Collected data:
=== Begin Enclosure ===

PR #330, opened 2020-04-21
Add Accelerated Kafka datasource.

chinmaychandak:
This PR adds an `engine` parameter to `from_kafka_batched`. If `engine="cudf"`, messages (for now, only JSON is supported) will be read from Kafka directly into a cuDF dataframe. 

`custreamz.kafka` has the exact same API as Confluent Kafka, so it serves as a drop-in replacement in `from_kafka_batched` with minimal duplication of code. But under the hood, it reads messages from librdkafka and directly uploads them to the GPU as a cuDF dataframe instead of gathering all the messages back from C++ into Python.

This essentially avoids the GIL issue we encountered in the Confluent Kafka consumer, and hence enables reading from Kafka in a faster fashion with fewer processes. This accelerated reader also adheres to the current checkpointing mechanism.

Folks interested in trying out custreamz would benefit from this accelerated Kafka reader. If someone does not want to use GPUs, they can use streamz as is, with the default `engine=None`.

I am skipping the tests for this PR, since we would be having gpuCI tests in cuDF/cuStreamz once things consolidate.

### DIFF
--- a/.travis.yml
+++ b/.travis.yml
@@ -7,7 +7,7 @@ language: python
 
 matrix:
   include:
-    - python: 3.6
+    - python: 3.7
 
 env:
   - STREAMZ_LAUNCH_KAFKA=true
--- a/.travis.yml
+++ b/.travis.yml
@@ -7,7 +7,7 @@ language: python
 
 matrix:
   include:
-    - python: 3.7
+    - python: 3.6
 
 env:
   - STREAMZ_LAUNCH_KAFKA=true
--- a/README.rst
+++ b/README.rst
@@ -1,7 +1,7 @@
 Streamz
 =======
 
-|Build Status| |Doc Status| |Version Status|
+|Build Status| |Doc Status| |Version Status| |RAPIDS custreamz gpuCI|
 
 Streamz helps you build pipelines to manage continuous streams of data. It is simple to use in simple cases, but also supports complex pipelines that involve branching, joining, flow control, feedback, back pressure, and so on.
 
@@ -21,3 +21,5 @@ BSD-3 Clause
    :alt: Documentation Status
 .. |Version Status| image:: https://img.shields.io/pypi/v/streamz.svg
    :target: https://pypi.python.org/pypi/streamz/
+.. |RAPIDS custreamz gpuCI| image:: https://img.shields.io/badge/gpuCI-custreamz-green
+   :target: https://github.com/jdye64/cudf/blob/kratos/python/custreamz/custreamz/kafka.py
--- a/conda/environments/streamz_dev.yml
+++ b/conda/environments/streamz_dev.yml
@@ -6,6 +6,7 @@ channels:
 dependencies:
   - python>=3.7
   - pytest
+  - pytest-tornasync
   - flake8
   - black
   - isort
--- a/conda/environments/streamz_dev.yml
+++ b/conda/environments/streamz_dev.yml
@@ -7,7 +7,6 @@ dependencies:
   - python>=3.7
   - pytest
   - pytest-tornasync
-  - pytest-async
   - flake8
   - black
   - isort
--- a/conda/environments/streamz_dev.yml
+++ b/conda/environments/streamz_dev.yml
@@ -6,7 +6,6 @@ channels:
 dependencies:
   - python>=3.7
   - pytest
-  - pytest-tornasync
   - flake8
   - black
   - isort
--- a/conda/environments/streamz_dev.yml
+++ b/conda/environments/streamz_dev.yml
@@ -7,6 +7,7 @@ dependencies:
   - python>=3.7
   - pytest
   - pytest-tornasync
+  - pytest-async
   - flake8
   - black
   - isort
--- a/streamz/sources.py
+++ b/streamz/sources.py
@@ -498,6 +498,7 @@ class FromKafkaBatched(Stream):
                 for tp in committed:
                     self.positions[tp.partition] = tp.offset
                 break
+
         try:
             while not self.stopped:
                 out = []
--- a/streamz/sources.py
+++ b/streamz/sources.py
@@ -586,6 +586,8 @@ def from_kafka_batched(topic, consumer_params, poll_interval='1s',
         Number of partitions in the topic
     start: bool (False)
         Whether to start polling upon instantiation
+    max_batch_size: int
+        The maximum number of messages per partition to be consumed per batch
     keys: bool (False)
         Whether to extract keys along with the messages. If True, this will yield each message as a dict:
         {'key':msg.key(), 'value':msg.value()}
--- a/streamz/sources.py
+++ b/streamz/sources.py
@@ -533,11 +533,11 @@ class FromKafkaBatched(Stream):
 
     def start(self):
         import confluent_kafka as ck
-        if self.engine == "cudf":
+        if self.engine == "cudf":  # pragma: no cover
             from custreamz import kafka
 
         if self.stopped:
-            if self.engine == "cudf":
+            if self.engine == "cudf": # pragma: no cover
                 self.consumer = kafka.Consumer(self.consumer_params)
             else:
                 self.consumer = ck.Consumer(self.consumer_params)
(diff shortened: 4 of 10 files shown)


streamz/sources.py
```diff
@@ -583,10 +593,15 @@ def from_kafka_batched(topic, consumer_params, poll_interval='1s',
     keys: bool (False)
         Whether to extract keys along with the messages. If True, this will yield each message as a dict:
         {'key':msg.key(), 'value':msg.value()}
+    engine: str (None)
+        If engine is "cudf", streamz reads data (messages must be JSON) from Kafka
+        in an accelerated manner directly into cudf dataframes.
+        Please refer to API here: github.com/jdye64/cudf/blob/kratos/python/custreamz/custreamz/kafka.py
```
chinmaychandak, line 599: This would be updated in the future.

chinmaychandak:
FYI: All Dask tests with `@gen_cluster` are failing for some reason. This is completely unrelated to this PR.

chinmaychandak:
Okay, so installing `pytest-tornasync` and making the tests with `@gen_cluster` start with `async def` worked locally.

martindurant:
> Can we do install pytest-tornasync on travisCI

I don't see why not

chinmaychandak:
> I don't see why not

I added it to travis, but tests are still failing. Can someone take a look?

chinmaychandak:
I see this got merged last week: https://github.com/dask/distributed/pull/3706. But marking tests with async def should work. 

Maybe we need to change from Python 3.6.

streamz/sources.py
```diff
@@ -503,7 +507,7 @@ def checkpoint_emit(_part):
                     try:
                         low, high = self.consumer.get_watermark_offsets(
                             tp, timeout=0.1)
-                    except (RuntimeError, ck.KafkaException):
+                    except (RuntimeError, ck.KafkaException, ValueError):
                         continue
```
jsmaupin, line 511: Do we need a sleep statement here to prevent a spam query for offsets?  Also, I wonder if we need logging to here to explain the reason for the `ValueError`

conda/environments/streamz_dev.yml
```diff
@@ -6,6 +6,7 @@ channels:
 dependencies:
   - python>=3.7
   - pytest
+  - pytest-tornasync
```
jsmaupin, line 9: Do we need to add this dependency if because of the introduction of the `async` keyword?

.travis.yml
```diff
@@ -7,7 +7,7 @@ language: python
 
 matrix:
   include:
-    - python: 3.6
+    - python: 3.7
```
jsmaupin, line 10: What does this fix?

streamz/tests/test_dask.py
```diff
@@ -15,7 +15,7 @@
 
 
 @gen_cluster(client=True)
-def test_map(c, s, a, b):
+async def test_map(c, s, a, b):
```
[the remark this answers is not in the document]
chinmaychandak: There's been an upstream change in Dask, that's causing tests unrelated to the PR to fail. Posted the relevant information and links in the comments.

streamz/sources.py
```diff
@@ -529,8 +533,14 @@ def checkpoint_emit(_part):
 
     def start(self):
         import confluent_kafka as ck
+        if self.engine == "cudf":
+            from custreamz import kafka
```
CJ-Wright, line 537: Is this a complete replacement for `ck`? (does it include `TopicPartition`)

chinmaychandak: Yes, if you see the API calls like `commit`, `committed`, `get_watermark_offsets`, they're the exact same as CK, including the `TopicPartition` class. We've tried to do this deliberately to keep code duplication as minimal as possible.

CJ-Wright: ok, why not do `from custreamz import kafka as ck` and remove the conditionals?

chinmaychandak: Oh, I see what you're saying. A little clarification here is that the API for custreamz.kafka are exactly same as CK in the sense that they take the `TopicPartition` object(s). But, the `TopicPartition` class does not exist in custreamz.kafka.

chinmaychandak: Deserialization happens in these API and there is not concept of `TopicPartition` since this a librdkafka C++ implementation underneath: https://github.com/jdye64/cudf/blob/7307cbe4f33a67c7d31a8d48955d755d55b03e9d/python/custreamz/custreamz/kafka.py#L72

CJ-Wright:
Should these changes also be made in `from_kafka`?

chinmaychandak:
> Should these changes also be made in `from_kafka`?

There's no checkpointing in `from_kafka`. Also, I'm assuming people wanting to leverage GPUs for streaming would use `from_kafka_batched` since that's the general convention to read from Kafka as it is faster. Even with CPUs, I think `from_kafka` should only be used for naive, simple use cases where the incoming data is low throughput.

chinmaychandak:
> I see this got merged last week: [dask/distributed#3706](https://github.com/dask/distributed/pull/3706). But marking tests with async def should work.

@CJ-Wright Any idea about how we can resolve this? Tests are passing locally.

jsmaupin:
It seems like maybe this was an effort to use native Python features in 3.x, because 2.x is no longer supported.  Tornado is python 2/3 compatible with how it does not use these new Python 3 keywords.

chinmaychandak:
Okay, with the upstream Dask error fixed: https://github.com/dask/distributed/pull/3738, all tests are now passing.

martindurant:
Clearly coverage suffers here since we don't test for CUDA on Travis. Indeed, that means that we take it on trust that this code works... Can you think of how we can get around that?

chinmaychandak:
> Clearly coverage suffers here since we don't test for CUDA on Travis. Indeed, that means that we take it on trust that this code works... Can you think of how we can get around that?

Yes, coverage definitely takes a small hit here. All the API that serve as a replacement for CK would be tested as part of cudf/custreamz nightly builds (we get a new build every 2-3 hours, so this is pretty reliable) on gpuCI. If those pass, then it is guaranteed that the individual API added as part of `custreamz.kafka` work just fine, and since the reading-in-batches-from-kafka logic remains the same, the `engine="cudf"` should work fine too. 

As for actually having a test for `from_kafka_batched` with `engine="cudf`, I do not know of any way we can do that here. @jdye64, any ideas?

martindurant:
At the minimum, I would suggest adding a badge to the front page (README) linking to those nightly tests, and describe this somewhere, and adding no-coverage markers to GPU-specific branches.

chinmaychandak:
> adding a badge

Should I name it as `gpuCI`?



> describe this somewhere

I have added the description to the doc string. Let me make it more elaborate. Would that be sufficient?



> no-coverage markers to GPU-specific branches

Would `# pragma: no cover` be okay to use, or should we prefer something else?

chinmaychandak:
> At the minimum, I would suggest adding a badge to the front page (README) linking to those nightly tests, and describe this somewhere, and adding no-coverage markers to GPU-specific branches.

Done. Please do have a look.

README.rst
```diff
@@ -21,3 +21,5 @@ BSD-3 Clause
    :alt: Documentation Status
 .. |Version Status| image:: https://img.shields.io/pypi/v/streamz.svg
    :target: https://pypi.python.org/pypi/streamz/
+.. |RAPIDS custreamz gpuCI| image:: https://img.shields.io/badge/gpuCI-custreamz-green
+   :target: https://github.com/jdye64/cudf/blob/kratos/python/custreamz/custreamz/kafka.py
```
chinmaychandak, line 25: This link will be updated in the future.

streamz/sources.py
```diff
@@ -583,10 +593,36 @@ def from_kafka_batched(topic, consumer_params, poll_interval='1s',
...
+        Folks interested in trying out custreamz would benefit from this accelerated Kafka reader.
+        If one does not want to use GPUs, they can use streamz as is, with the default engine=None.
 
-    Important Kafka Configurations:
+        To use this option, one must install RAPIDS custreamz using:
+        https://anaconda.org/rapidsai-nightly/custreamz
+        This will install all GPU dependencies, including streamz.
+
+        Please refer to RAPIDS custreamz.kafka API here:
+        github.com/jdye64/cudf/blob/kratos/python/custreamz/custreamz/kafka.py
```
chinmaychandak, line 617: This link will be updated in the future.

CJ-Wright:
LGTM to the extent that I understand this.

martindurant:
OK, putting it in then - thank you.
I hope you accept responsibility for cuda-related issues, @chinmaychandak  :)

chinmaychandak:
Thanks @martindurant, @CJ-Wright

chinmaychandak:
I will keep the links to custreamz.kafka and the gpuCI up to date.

=== End Enclosure ===

* **YOUR ASSIGNMENT**:
Go through the records above, find every line with the word "kratos", and list those lines.

* **RESULT BELOW**:
+   :target: https://github.com/jdye64/cudf/blob/kratos/python/custreamz/custreamz/kafka.py
+        Please refer to API here: github.com/jdye64/cudf/blob/kratos/python/custreamz/custreamz/kafka.py
+   :target: https://github.com/jdye64/cudf/blob/kratos/python/custreamz/custreamz/kafka.py
+        github.com/jdye64/cudf/blob/kratos/python/custreamz/custreamz/kafka.py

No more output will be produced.